- **AIM OF THE TASK**:
What is wanted is every record, duplicated word for word.

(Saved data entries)
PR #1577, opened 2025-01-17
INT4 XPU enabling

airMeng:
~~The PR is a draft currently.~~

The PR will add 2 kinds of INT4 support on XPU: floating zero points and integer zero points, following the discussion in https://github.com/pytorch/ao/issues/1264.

- **EXERCISE RESPONSE**:
PR #1577, opened 2025-01-17
INT4 XPU enabling

airMeng:
~~The PR is a draft currently.~~

The PR will add 2 kinds of INT4 support on XPU: floating zero points and integer zero points, following the discussion in https://github.com/pytorch/ao/issues/1264.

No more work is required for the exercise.